The key thing to remember is that the world where Garnia is was the Elven home world and is at the heart of a multi-planar war between the forces of good and the forces of evil. Humankind was the wild card introduced by the forces of evil to unbalance things, Humans are inherently neither good nor evil, other races are. Since this is a good plane, the goodness emanating influences the naturally unaligned Humans towards good, but it isn't a given. Anyway, Humans are an import, brought through planar gates, Stargate style, although long before that movie/TV series, and I picked the Ancient Celts as the people to go, the had a lot going for them. War chariots, head-hunting, woad, iron weapons, warlike disposition and a tendency to migrate entire tribes all at once seemingly on a whim. Oh, and Druids and Bards. Plus a largely mutually antagonistic relationship with the Roman empire over time. Those things combined to make them ideal choices for my peoples of choice for the journey to another world, plus my own feeling that they peaked too soon here on Earth, so maybe I could give them another chance elsewhere, and almost all of my own ancestors are western Europeans, some of them are Scottish Highlanders, so there is a little narcissism there too.

There's a little more to the whole story than just that, and originally I had it being the Germanic hordes that took down the Roman empire instead of the Celtic hordes that were taken down by the Romans, but I wanted to move it back into the mists of time some and give me a little wiggle room, plus it seemed like everyone and their brother was doing everything in a Germanic barbarian or Viking theme back then, so I wanted to be different, even if it meant I couldn't pronounce half of the names I was using properly. Incidentally, also a problem for people using Viking or Germanic barbarian stuff, just saying; it remains so to this day for the vast majority.

*Frodal- God of Magic is one of the pantheon of deities I designed using EGG's Greyhawk and the DDG as a guide, they are horrible. Garn was another, but he was just a deified player character of mine, that I created the entire world as a vanity project for, one of the other gods was "Ignas the Bright" Who, I believe was a God of Law. His people got the far away "Bright Empire", a Lawful Neutral aligned empire, that was sometimes at war on the sea and over some rough terrain and at long distance, on land, with Garnia, they are now known as "The Empire of Ming Liang**". The rest of my original pantheon? I have them in a binder here somewhere, but they are painful to see. They were replaced, largely, by the Celtic pantheon by the 1990's, although some parts of the world have other gods and the Demi-Humans and Humanoids have always had their own too.

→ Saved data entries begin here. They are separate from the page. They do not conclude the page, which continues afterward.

PR #432, opened 2023-12-12
Path: intern new Strings

jukzi:
When a filename is read from filesystem the time to intern() is not significant compared to the IO time but can save memory in the workspace

in case when i got an OOME it could have saved ~15MB
image

### DIFF
--- a/bundles/org.eclipse.equinox.common/src/org/eclipse/core/runtime/Path.java
+++ b/bundles/org.eclipse.equinox.common/src/org/eclipse/core/runtime/Path.java
@@ -184,7 +184,7 @@ public final class Path implements IPath, Cloneable {
 		String devicePart = null;
 		int pathLength = pathString.length();
 		if (firstMatch == pathLength || pathString.charAt(firstMatch) != DEVICE_SEPARATOR) {
-			devicePart = pathString.substring(0, firstMatch);
+			devicePart = pathString.substring(0, firstMatch).intern();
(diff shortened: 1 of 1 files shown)


merks:
I imagine that here, like with EMF's URIs, massive duplication of strings are involved!   

Not that it's a huge concern, but are interned strings actually garage collectable in modern VMs?  (Sorry if that was answered elsewhere already.)

jukzi:
> are interned strings actually garage collectable in modern VMs

https://github.com/eclipse-equinox/equinox/pull/33#issuecomment-1845910299
image

jukzi:
There are only known TCK fails. Mind to reviev/submit any commiter, please?

iloveeclipse:
Jörg, have you measured build time differences? We trade time vs memory here, and Path is heavily used during build.

jukzi:
> Jörg, have you measured build time differences? We trade time vs memory here, and Path is heavily used during build.

good that you asked: i checked and stumbled on a very ineffective org.eclipse.core.internal.watson.ElementTreeIterator.requestPath() which uses String concatenation just to split them afterwards again, which used intern():
image

jukzi:
Let's drop this: it also interns ephemeral Paths
https://github.com/eclipse-platform/eclipse.platform/commit/4e0f4a4911cf90fbd6a31261c34f23ae82e5b445 should be of much more help and we can investigate newer dumps for more potential - if needed at all.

I have never been able to come up with a good rational Celticization of Frodia, I have been able to do that for other countries on the map, the old Torakor, invented when I was 12, got to be renamed "Tir nan Kaur", I forget what it means, and it's probably in a mixture of languages, "Tir Nan" means "Land of" in Gaelic I know.

**Yes, it's poor form to footnote a footnote, but I felt it best to mention that I redesigned that area of the world specifically so I could play some Oriental Adventures without ever having to leave my Garnia campaign world, and then never did. Every single time I play OA, I end up playing in Kara-Tur.

4 comments:

  1. Sounds very intersting indeed. Care to share the urls of those two campaigns on Obsidian Portal so I can keep track?
    Many thanks.

    ReplyDelete
  2. http://www.obsidianportal.com/campaigns/against-the-black-temple is my current OA campaign, I just started putting stuff up there for this campaign because I remembered I had an Obsidian Portal account and I should use it because the tools there were pretty cool once you started to get used to them. http://www.obsidianportal.com/campaigns/garnia is my Garnia campaign and it has a bunch of old notes I uploaded to it and is kind of in a disjointed state of construction, but is still more complete than the current campaign. It is listed as currently on hiatus.

    ReplyDelete
  3. Mind you, now that I've shared the urls, I am going to feel compelled to actually work on them.

    ReplyDelete
  4. Lol. Even better. Taking a look as we speak.